Your objective: State, as a bare number, how many lines below contain "equinor".

**** Exercise material

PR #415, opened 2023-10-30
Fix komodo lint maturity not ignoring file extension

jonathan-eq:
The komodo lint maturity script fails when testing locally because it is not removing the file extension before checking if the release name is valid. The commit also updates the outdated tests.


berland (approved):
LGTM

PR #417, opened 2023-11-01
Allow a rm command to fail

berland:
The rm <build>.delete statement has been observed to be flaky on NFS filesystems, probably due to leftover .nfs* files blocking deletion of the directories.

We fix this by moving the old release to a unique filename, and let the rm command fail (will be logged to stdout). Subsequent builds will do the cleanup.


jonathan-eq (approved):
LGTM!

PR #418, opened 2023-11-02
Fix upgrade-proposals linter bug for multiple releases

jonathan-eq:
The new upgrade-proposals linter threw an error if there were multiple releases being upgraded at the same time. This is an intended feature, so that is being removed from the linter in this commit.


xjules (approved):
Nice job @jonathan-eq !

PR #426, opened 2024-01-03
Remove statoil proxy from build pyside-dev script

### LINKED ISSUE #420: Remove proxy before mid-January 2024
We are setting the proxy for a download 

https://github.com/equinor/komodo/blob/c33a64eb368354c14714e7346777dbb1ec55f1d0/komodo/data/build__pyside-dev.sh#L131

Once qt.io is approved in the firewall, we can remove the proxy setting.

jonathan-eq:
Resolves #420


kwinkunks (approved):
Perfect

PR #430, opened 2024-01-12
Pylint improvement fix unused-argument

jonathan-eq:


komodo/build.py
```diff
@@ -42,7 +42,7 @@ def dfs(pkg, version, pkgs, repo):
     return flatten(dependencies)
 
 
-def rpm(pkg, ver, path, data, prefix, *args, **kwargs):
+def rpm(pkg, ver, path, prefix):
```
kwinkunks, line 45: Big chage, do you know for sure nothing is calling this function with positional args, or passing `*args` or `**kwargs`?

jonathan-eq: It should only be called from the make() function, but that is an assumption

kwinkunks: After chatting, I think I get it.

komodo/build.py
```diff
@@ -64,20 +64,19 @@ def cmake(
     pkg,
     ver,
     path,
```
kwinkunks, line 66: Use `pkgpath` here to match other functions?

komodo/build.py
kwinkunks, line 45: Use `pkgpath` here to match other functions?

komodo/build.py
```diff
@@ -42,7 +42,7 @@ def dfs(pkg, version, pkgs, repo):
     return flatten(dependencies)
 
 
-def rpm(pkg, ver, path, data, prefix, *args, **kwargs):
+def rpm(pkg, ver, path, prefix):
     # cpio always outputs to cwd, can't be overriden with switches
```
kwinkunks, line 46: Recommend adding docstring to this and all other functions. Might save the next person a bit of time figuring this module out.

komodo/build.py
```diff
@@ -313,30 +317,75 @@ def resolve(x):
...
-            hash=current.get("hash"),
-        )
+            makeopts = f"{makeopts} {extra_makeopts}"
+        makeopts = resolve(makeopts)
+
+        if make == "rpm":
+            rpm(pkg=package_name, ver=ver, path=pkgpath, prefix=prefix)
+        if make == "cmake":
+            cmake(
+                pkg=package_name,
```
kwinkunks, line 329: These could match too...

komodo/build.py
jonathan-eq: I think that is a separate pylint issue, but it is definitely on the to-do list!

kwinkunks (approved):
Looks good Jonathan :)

********
**** Exercise material

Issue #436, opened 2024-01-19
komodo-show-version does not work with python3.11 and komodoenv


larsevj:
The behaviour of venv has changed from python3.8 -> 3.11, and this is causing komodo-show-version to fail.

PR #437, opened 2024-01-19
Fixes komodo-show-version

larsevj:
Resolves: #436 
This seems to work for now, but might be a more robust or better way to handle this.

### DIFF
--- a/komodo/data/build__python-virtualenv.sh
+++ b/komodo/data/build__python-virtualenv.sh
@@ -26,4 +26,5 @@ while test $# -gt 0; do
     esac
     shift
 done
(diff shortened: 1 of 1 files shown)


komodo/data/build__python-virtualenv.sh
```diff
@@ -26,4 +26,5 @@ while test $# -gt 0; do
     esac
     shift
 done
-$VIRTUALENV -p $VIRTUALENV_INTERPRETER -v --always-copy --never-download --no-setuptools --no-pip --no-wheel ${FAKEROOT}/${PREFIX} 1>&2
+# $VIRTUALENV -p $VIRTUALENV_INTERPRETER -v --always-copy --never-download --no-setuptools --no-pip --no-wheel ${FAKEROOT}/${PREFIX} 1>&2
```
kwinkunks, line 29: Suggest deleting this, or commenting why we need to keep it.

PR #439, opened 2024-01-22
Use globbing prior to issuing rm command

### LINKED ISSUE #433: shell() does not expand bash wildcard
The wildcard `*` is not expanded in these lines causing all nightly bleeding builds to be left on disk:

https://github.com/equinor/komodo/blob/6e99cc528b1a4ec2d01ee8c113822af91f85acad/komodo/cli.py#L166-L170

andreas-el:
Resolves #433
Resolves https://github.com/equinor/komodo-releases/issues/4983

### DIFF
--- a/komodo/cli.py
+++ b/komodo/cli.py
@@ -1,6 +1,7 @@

********

Solution for this task: 3